Swiss pharmaceutical giant, Roche, and partners Genentech and OSI Pharmaceuticals, received a boost this morning after their cancer therapy, Tarceva (erlotinib), won its first European approval from the Swiss regulatory authority in the treatment of non-small cell lung cancer. Roche and Genentech already enjoyed a not insignificant rise in their share prices yesterday after Novartis and Schering AG revealed a delay to the regulatory filing of their key anti-cancer agent, PTK/ZK, which was tipped to be a competitor to the formers’ colorectal cancer drug, Avastin (bevacizumab) [[21/03/05a]].

Tarceva is specifically approved in Switzerland for the treatment of patients with locally advanced or metastatic NSCLC after the failure of at least one prior chemotherapy regimen, and won the green light in the US in this indication in November last year [[22/11/04d]]. Roche filed the product for Swiss approval in September 2004, with a dossier that included data from a pivotal Phase III clinical trial, in which patients with advanced NSCLC who were given the product as a second or third treatment option, had a 42% survival improvement compared with those in the placebo group [[07/06/04g]]. There was also a significant increase in both the length of time before disease symptoms deteriorated, and the time when patients were stable and there was no progression of their cancer.
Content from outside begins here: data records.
PR #46, opened 2016-06-30
DKRFTN-695: fix php fatal while not having an node object in ThunderArticleBreadcrumbBuilder applies method

steffenr:
While using the **Revert Revision** function of the drupal core revisioning system, we get an fatal error coming from the ThunderArticleBreadcrumbBuilder applies method. In this case we don't have a node object. The PR fixes this behaviour by explicitly checking for an object.


chrfritsch:
Thx

PR #67, opened 2016-08-03
Integrate the tour module

chrfritsch:


dbosen:
Step 7 / 7 of article create tour says 
"The paragraphs section represents the main article content. Here you can your text and various types of media."
The text should reflect, that you cann see how paragraphs wor in the article edit tour and should also link to that tour

dbosen:
Step 5 / 7 of article create tour says:

"Teaser media
Enter the information that will be published at the front page."

This points to the Teaser media selection. So add something like:

"Teaser media
Enter the information that will be published at the front page. First upload or select a teaser image."

dbosen:
"Edit an existing article" Tour:
Do not repeat the new article tour. Maybe we should just rename it to "Introduction to paragraphs" and add examples for all available paragraphs.

PR #79, opened 2016-08-19
Streamline media teaser and entity browser, remove media_entity_browser

chrfritsch:


dbosen:
In Media Entity Browser rename "Create video" to "Embed Video", add description how to use the URL

PR #87, opened 2016-09-06
Feature/thunder updater

dbosen:
Pull request created, to be able to add code comments

### DIFF
--- a/modules/thunder_updater/src/Updater.php
+++ b/modules/thunder_updater/src/Updater.php
@@ -3,31 +3,27 @@
 namespace Drupal\thunder_updater;
 
 use Drupal\config_update\ConfigListInterface;
-use Drupal\config_update\ConfigReverter;
 use Drupal\config_update\ConfigRevertInterface;
-use Drupal\Core\Config\ConfigFactoryInterface;
-use Drupal\Core\Config\FileStorage;
-use Drupal\Core\Config\NullStorage;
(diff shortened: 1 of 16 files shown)


modules/thunder_updater/src/Updater.php
```diff
@@ -0,0 +1,484 @@
...
+          );
+        }
+
+        $updatePatch[$configName->getFullName()] = $updateDiff->getEdits();
+      }
+    }
+
+    if (!empty($updatePatch)) {
+      $patchFilePath = $this->getPatchFileName($module_name, $version_name);
+      file_put_contents($patchFilePath, gzencode(serialize($updatePatch)));
```
dbosen: This fails, if the update directory has not been created before, can druapls file_save_data be used for this instead?

dbosen:
I did the following:

- install thunder
- enable thunder_updater, but change nothing else
- drush cex -> this creates the initial set of configuration files
- call thunder-updater/generate-patch/thunder_article/beta12 -> this creates a unexpected large diff, propably due to reordering of the config keys?
- call thunder-updater/apply-patch/thunder_article/beta12 -> this updates lots of configuration
- call drush cex -> equally large export of changes
- call drush cim -> confirms that exported configuration is equal to active config
- call thunder-updater/generate-patch/thunder_article/beta13 -> this again creates a very large patch file, why?

PR #95, opened 2016-09-09
Taxonomy term status had no effect, added an access handler

chrfritsch:


dbosen:
Do we have to warn our brands, that this might change the shown terms?

chrfritsch:
We should do this on the next DDD and we should add a warning in the release notes

PR #98, opened 2016-09-12
Move paragraphs config into separate modle

chrfritsch:
And use paragraphs on term pages


dbosen:
Investigate, if it is possible to create an update hook in thunder_article, to make the transition easier

PR #108, opened 2016-09-20
#2802845 Move template files from thunder_article to appropriate modules

steffenr:
* https://www.drupal.org/node/2802845


goldquest:
This won't work, since we had to add the templates directory in the thunder_article manually to the theme engine. The problem was, that templates in modules won't override other templates. Only themes do that. 
See: https://github.com/BurdaMagazinOrg/thunder-distribution/blob/8.x-1.x/modules/thunder_article/thunder_article.module#L45

goldquest:
I don't even know, if we should move these to the corresponding modules, since we will have modules, we don't have access to.
I would agree on a thunder_fia module, which handles all the fia stuff for thunder.

steffenr:
Ah - ok - i was looking through my "themer" glasses ;) - sorry. 
As you suggested we should move these files to a more specific module, handling all the fbia stuff. In this case we could seperate things in a clearer way.

steffenr:
@goldquest I'll close the PR and will add your comments to the d.o. issue. Would be great to split up the non-directly related templates / functionality into a separate module.

chrfritsch:
Here is a PR for a thunder_fia module https://github.com/BurdaMagazinOrg/thunder-distribution/pull/111

PR #109, opened 2016-09-21
Add metatags for article

chrfritsch:


dbosen:
Update hooks are missing. thunder media update should install the image styles, thunder_article and the distribution itself should update the corresponding configurations

PR #111, opened 2016-10-07
Move alle the fb instant article stuff to a seperate module

chrfritsch:
@goldquest and @dbosen please check if this might work. I've no clue how to test the instant articles stuff


dbosen:
update hook is missing, that activates the new module if necessary

PR #112, opened 2016-10-07
Introduce media expire

chrfritsch:


dbosen:
Please provide a README.md explaining how to use this

dbosen:
Default image is not shown when original image is expired. a) When user is not logged in, nothing is shown. b) when user is logged in and the image is part of a gallery, the expired image is shown instead of the default image

PR #117, opened 2016-10-11
updated infinite-theme css

goldquest:
The sass files in infinite-theme weren't compiled for some months. Compiled them and fixed social bars in the header.


dbosen:
The composer file is still using the old tagged release of infinite theme. It would be best, if you tagged the infinite theme first and then use this tag in the drush make files as well.

PR #262, opened 2017-03-09
Feature/fix apcu install

dbosen:


scripts/travis/02-before-install.sh
```diff
@@ -52,7 +52,10 @@ if [[ $TRAVIS_PHP_VERSION = '5.6' ]] ; then
   yes '' | pecl install yaml;
 elif [[ $TRAVIS_PHP_VERSION = '7.1' ]] ; then
  yes '' | pecl install yaml-2.0.0;
- yes '' | pecl install apcu;
+
+ if ! pecl list | grep apcu >/dev/null 2>&1 ; then
```
mtodor: Maybe we can simply remove this? If apcu is installed and enabled by default by travis for php 7.1, then there is no need to do it explicitly anymore.
Looks like travis did something regarding this: https://github.com/travis-ci/php-src-builder

PR #263, opened 2017-03-10
Update composer.json

landsman:
Blazy - merged patches removed
- https://www.drupal.org/node/2846560
- https://www.drupal.org/node/2849191

### DIFF
--- a/composer.json
+++ b/composer.json
@@ -64,10 +64,6 @@
             "drupal/better_normalizers": {
                 "Add rest dependency": "https://www.drupal.org/files/issues/add_rest_dependency-2849133-8.patch"
             },
-            "drupal/blazy": {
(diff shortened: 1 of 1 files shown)


mtodor:
@landsman Can you please explain reason to remove listed patches?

A 45% improvement in survival at one year was observed with Tarceva, with benefits being shown in a broad spectrum of patients.

Tarceva is an epidermal growth factor receptor therapy, which plays a role in numerous tumours, and is being investigated in a variety of other indications, including first-line NSCLC and pancreatic cancer [[30/11/04f]], [[28/01/05g]].
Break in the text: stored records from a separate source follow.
PR #264, opened 2017-03-13
Move Logger

chrfritsch:

### DIFF
--- a/modules/thunder_updater/thunder_updater.services.yml
+++ b/modules/thunder_updater/thunder_updater.services.yml
@@ -2,3 +2,5 @@ services:
   thunder_updater:
     class: Drupal\thunder_updater\Updater
     arguments: ['@user.shared_tempstore', '@config.factory', '@module_installer', '@current_user']
+  logger.thunder_updater:
+    class: Drupal\thunder_updater\UpdateLogger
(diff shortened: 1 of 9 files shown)


modules/thunder_updater/thunder_updater.services.yml
```diff
@@ -2,3 +2,5 @@ services:
   thunder_updater:
     class: Drupal\thunder_updater\Updater
     arguments: ['@user.shared_tempstore', '@config.factory', '@module_installer', '@current_user']
+  logger.thunder_updater:
```
dbosen: Please rename to thunder_updater.logger

thunder.install
```diff
@@ -314,21 +313,16 @@ function thunder_update_8102() {
...
   $moduleInstaller = \Drupal::service('module_installer');
 
-  try {
-    if (!$moduleInstaller->install(['thunder_updater'])) {
-      $updateLogger->warning(t('Unable to enable the Thunder Updater'));
-    }
-  }
-  catch (MissingDependencyException $e) {
-    $updateLogger->warning(t('Unable to enable the Thunder Updater because of missing dependencies.'));
+  if (!$moduleInstaller->install(['thunder_updater'])) {
```
mtodor: ```ModuleInstaller::install``` will return TRUE or throw (there is no FALSE). So it's possible just to encapsulate everything in try/catch and throw exception -> if you want to provide more descriptive message to user. Or just to let exception from install to bubble up.

Also exceptions should not be translated.

PR #283, opened 2017-04-06
Feature/remove npm dependency

dbosen:


mtodor:
I think we can also remove: package.json - since we don't need bower anymore.
Since we "replace" packages like: jquery, underscore, etc. - should we also replace them for: "npm-asset" vendor?

scripts/travis/04-install-thunder.sh
```diff
@@ -37,7 +37,7 @@ drush_make_thunder() {
 
 composer_create_thunder() {
     cd ${THUNDER_DIST_DIR}
-    composer create-project burdamagazinorg/thunder-project ${TEST_DIR} --stability dev --no-interaction --no-install
+    composer create-project burdamagazinorg/thunder-project:dev-feature/remove-nvm ${TEST_DIR} --stability dev --no-interaction --no-install
```
mtodor: I think we should make new branch + release of thunder-project (8.2.0 I guess) and then use that here instead of branch.

mtodor: I think we should make new branch + release of thunder-project (8.2.0 I guess) and then use that here instead of branch.

composer.json
```diff
@@ -77,6 +64,7 @@
         "burdamagazinorg/infinite_module": "^1.0",
         "burdamagazinorg/infinite_theme": "^1.0",
         "composer/installers": "^1.0",
+        "oomphinc/composer-installers-extender": "^1.1",
```
mtodor: I think that ```oomphinc/composer-installers-extender``` package is not need anymore.

Also I see that we have in composer:
```
    "provide": {
        "heiseonline/shariff": "master"
    },
```
and I'm not sure why it's needed?

PR #289, opened 2017-04-13
Add images to liveblog paragraphs

### LINKED ISSUE #288: Liveblog: add Image paragraph

goldquest:
fixes #288 


goldquest:
Do we need an update hook for this?

modules/thunder_liveblog/thunder_liveblog.install
```diff
@@ -148,3 +150,28 @@ function thunder_liveblog_install() {
...
+ * Adds image to the list of available paragraphs.
+ */
+function thunder_liveblog_update_8101() {
+  /** @var \Drupal\thunder_updater\Updater $thunderUpdater */
+  $thunderUpdater = \Drupal::service('thunder_updater');
+
+  /** @var \Drupal\field\Entity\FieldConfig $field */
+  $field = FieldConfig::load('liveblog_post.liveblog_post.field_embed_media');
+
+  if ($field) {
```
mtodor: Handling should be more failure proof and please add logging for successes + fails. So only if `$field->save()` is successful -> mark checkbox and log success Additionally cases when save() fails or there is no field should be accordingly logged.

tests/src/FunctionalJavascript/ModuleIntegrationTest.php
```diff
@@ -393,4 +395,182 @@ public function testDevicePreview() {
...
+
+    $this->clickDropButton('field_embed_media_image_add_more', FALSE);
+
+    $this->selectMedia("field_embed_media_0_subform_field_image", 'image_browser', ['media:1']);
+
+    $this->liveblogSetBody($page, 'Very nice image post you have here!');
+
+    $this->liveblogSubmit();
+
+    $this->waitUntilVisible('article[data-postid="2"]', 10000);
```
goldquest: But doesn't hurt either, or? This represents, how the content is loaded.

tests/src/FunctionalJavascript/ModuleIntegrationTest.php
```diff
@@ -393,4 +395,182 @@ public function testDevicePreview() {
...
+    $this->waitUntilVisible('article[data-postid="2"] img.b-loaded', 10000);
+
+    // Add post with twitter.
+    $this->liveblogSetTitle($page, 'Twitter post');
+
+    $this->clickDropButton('field_embed_media_twitter_add_more');
+    $this->setFieldValue($page,
```
goldquest: I wanted to have the form filled in from top to bottom. 
It would be possible, to handle all inputs in one call, if we somehow check for ckeditor, but it would still not represent the workflow a user has, when using the module.

tests/src/FunctionalJavascript/ModuleIntegrationTest.php
```diff
@@ -393,4 +395,182 @@ public function testDevicePreview() {
...
+      $page,
+      "textarea[name='body[0][value]']",
+      $body
+    );
+  }
+
+  /**
+   * Submit the liveblog post.
+   */
+  protected function liveblogSubmit() {
```
goldquest: ah nice, thanks

tests/src/FunctionalJavascript/ModuleIntegrationTest.php
```diff
@@ -393,4 +395,182 @@ public function testDevicePreview() {
...
+
+  /**
+   * Click a button within a dropdown button field.
+   *
+   * @param string $fieldName
+   *   The [name] attribute of the button to be clicked.
+   * @param bool $toggle
+   *   Whether the dropdown button should be expanded before clicking.
+   */
+  protected function clickDropButton($fieldName, $toggle = TRUE) {
```
goldquest: Unfortunately not, since the `addParagraph` method needs the "addText" paragraph, which is not present in the liveblog post form.

Either I rewrite the `addParagraph` method to be more generalised, or I move the `clickDropButton` to the Base class.

modules/thunder_liveblog/thunder_liveblog.install
goldquest: will do

goldquest: `field->save` actually throws an error, if something went wrong. Do you want me to catch it and log accordingly, instead of letting it bubble up?

goldquest: BTW, this is also true for other tests, e.g. in the `thunder.install` file. Maybe we should adjust them.

tests/src/FunctionalJavascript/ModuleIntegrationTest.php
mtodor: It should not depend on any type of paragraph -> but I have forgot that we have switched to modal dialog for adding paragraphs. In your case you can't use that method.

So just make your function generic (if it's not already) and move to base.

modules/thunder_liveblog/thunder_liveblog.install
mtodor: If we let it bubble -> it could block all hooks after this one. So I would rather catch it and log it, check point will stay unchecked and user have to check what is wrong manually anyway. If you find any 81xx update hook that doesn't handle errors properly, please create Trello card for it and tag it accordingly.

tests/src/FunctionalJavascript/ModuleIntegrationTest.php
mtodor: It's ok to keep it like that. It doesn't hurt, that's true. And it could also be helpful for debugging, if 1st pass, but 2nd fails. It's only, that I'm not fan of waiting .. :)

tests/src/FunctionalJavascript/ModuleIntegrationTest.php
mtodor: Yes, since paragraphs are between title and body of Live Blog. That's true. Good point. 👍 
I was thinking mainly to get rid of one line wrapping functions, that's all.

modules/thunder_liveblog/thunder_liveblog.install
goldquest: Added a trello card

tests/src/FunctionalJavascript/ModuleIntegrationTest.php
goldquest: :) they should be executed pretty fast. The longer waiting time is only added, if resources are slow on travis.

PR #301, opened 2017-04-28
[WIP]: Add pluggable access control handler

stborchert:
Replaces the AccessControlHandler provided by _thunder_taxonomy_ with a pluggable version for Nodes, Comments and TaxonomyTerms.


dbosen:
@stborchert: Could you please explain the reasoning behind this? It really does not look like something, that I want in a distribution.

stborchert:
@dbosen: The main reason for this is the access structure needed by thunder-community (forum access management). Overriding each AccessControlHandler is not an option since Thunder itself (_thunder_taxonomy_) is doing this and you can't have multiple handlers for the same entity type. So its best to make this pluggable and provide a bunch of plugins for each use case (i.e. Term status, Node access within forum terms, ...).

I agree with you that this shouldn't be done in a distribution. Ideally Drupal itself would provide  a pluggable access control system but ... we don't wan't to wait for Drupal 9 ;)

stborchert:
The changes are not necessary anymore as the pluggable access control handler will be provided by a contributed module.

PR #315, opened 2017-05-16
AMP integration tests

goldquest:


tests/src/FunctionalJavascript/ModuleIntegrationTest.php
```diff
@@ -542,4 +542,67 @@ protected function liveblogSetBody(DocumentElement $page, $body) {
...
+
+    // Image paragraph.
+    $this->assertSession()->elementExists('css', '.paragraph--type--image amp-img');
+    $this->assertSession()->waitForElementVisible('css', '.paragraph--type--image amp-img img');
+
+    // Gallery paragraph.
+    $this->assertSession()->elementExists('css', '.paragraph--type--gallery amp-carousel');
+    // Images in gallery paragraph.
+    $this->assertSession()->elementsCount('css', '.paragraph--type--gallery amp-carousel amp-img', 3);
+    $this->assertSession()->waitForElementVisible('css', '.paragraph--type--gallery amp-carousel amp-img');
```
mtodor: Why is this wait here, since it's already asserted that elements exist? They are not visible in moment of count assertion or?

tests/src/FunctionalJavascript/ModuleIntegrationTest.php
```diff
@@ -542,4 +542,67 @@ protected function liveblogSetBody(DocumentElement $page, $body) {
...
+
+    // Link paragraph.
+    $this->assertSession()->linkExists('Google');
```
mtodor: Can you also assert link: `$this->assertSession()->linkByHrefExists()`

tests/src/FunctionalJavascript/ModuleIntegrationTest.php
goldquest: Yes, it should first be waited and then be counted

tests/src/FunctionalJavascript/ModuleIntegrationTest.php
goldquest: sure

composer.json
```diff
@@ -78,6 +78,12 @@
             },
             "drupal/paragraphs": {
                 "create a NEW paragraph 'in place' between existing ones": "https://www.drupal.org/files/issues/sorting_of_paragraphs-2828110-6.patch"
+            },
+            "drupal/amp": {
```
goldquest: sure

tests/src/FunctionalJavascript/ModuleIntegrationTest.php
goldquest: actually, I removed it, because we just use existing articles.

tests/src/FunctionalJavascript/ModuleIntegrationTest.php
```diff
@@ -542,4 +542,67 @@ protected function liveblogSetBody(DocumentElement $page, $body) {
     );
   }
 
+  /**
+   * Testing integration of "AMP" module and theme.
+   */
+  public function testAmpIntegration() {
```
mtodor: My plan is to have module with test content and switch tests to use it. It will probably be based on demo content in first hand, but later it will be easier to add when something is needed.

tests/src/FunctionalJavascript/ModuleIntegrationTest.php
```diff
@@ -542,4 +542,44 @@ protected function liveblogSetBody(DocumentElement $page, $body) {
...
```
dbosen: Is it possible to  actually test for a valid AMP page?

PR #339, opened 2017-06-22
Update thunder.install

zuernBernhard:
Updated failed here because we had no riddle media


mtodor:
@zuernBernhard - can you explain problem? How it manifests?
Because media based riddles should exist, since it's provided with "thunder_riddle" module.

Btw. I'll close other PR #340 - since it's duplicate.

zuernBernhard:
Yes, you are right we can close this - I could fix the problem with an update hook.

mtodor:
@zuernBernhard anyway it would be better to switch to media based riddles, because then you can use entity browser provided for that. It's way nicer experience, since you get full list of riddles with thumbnails provided by Riddle.

PR #352, opened 2017-07-12
Fix media paragraph style

dbosen:


modules/thunder_paragraphs/thunder_paragraphs.install
```diff
@@ -101,3 +101,29 @@ function thunder_paragraphs_update_8001() {
...
+
+/**
+ * Change media paragraph to use inline_entity_form.
+ */
+function thunder_paragraphs_update_8101() {
+  /** @var \Drupal\thunder_updater\Updater $thunderUpdater */
+  $thunderUpdater = \Drupal::service('thunder_updater');
+  $updateLogger = $thunderUpdater->logger();
+
+  $config = \Drupal::configFactory()->getEditable('core.entity_form_display.paragraph.media.default');
```
mtodor: It would be best to make 3 cases here:
1. we should check if media paragraph exists on system at all and if not -> we check `v1_1__media_paragraph` in CheckList and log that nothing is changed and everything is good (so `info()` log)
2. if media paragraph exists + we execute update successfully -> we mark update as successful, but with unchecked `v1_1__media_paragraph`, so that we ensure admin will ready notification of deprecation
3. if media paragraph exists + update fails, because field widget is not "rendered_entity" -> then we mark update as failed

modules/thunder_updater/updates.yml
```diff
@@ -90,3 +90,7 @@ v1.1:
         '#title': 'New Thunder Admin UX'
         '#description': "<p>Thunder now comes with new improved administration user interface.</p>"
         '#description_failed': '<p><strong>There was a problem during the update.</strong> New Thunder Admin UX require plenty new configurations to be adjusted and imported in order to use it properly. We suggest you to take a look at execution of update hook for enabling new administration theme and manually adjust missing configurations.<p>'
+    v1_1__media_paragraph:
+        '#title': 'Updated media paragraph'
+        '#description': "<p>Last update of media paragraph to be compatible with thunder admin theme. The media paragraph is now considered deprecated and will not get any updates in the future.</p>"
```
mtodor: Should we emphasize (with <strong\> or so) that it's deprecated. Also text should be adjusted for "failed" case if we change logic in update hook.

PR #376, opened 2017-08-07
Issue #2899917 by mtodor: Paragraphs add in between buttons styling is not good

mtodor:
Using of new paragraphs add in between buttons patch.


composer.json
```diff
@@ -135,7 +135,7 @@
         "drupal/shariff": "^1.0",
         "drupal/slick": "^1.0",
         "drupal/slick_media": "^1.0",
-        "drupal/thunder_admin": ">=1",
+        "drupal/thunder_admin": "dev-feature/2899917-add-in-between-buttons-styling",
```
dbosen: This has to be changed back to ">=1"

PR #403, opened 2017-09-21
fixed typo;

landsman:


mtodor:
@landsman Thank you for contribution.

It's a bit difficult for us to work with external pull requests (no rights, limited tests, etc.), that's why I have pulled your commit into other branch (PR #404, commit stays authored by you), so that I can easier test everything with UPDATE_TEST path (that means tests will execute updates and test Thunder after that).

So this PR can be closed, since everything will be addressed in other pull request.

PR #404, opened 2017-09-22
Issues #2910627 and #2910773 by landsman, mtodor: Typo fix in thunder_updater and fixing of responsive_preview integration tests

mtodor:


mtodor:
Looks like problem is caused by chrome update. More info: https://stackoverflow.com/questions/45061901/chrome-61-body-doesnt-scroll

- Meanwhile, Roche says it has launched a new study to evaluate treatment options to reduce post-transplant recurrence of hepatitis C infection with the company’s combination therapy, Pegasys (peginterferon alfa-2a) and Copegus (ribavirin). In the US, hepatitis C is the leading cause of liver transplantation.

The 300-patient trial will compare prophylactic combination therapy with Pegasys and Copegus (to prevent the virus from attacking the transplanted liver), with the same combination therapy administered once hepatitis C infection recurs in the transplanted liver.